**DATASET EXTRACT:**
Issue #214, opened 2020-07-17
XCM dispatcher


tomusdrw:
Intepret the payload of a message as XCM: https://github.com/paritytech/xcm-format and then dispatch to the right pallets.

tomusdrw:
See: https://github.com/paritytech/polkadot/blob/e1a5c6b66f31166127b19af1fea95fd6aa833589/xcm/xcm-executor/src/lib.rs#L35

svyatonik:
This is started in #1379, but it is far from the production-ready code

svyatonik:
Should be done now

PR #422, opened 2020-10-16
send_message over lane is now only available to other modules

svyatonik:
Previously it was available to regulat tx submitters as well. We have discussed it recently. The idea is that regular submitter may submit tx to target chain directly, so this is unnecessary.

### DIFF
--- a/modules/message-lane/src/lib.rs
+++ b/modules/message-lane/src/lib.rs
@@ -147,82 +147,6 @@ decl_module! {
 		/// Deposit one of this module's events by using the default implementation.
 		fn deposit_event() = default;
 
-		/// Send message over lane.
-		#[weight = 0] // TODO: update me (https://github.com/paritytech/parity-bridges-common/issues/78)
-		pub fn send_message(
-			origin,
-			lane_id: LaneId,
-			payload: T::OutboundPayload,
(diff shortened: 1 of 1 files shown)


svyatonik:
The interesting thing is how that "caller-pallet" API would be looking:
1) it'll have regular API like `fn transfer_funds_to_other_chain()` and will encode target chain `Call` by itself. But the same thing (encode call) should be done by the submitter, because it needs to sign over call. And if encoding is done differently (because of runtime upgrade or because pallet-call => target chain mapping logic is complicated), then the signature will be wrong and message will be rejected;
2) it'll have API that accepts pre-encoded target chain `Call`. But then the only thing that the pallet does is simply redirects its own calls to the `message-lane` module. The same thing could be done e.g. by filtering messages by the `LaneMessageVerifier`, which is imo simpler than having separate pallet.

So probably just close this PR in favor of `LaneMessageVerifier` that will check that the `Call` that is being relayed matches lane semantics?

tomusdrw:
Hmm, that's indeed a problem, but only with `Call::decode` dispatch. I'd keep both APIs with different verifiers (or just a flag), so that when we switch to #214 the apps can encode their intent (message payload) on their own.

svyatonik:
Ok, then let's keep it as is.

**WHAT YOU WILL DO:**
Reproduce verbatim only the segment of the listing bounded by the line containing "This is started" and the line containing "The interesting thing", with both boundary lines included.

**COMPLETED TASK:**
This is started in #1379, but it is far from the production-ready code

svyatonik:
Should be done now

PR #422, opened 2020-10-16
send_message over lane is now only available to other modules

svyatonik:
Previously it was available to regulat tx submitters as well. We have discussed it recently. The idea is that regular submitter may submit tx to target chain directly, so this is unnecessary.

### DIFF
--- a/modules/message-lane/src/lib.rs
+++ b/modules/message-lane/src/lib.rs
@@ -147,82 +147,6 @@ decl_module! {
 		/// Deposit one of this module's events by using the default implementation.
 		fn deposit_event() = default;
 
-		/// Send message over lane.
-		#[weight = 0] // TODO: update me (https://github.com/paritytech/parity-bridges-common/issues/78)
-		pub fn send_message(
-			origin,
-			lane_id: LaneId,
-			payload: T::OutboundPayload,
(diff shortened: 1 of 1 files shown)


svyatonik:
The interesting thing is how that "caller-pallet" API would be looking:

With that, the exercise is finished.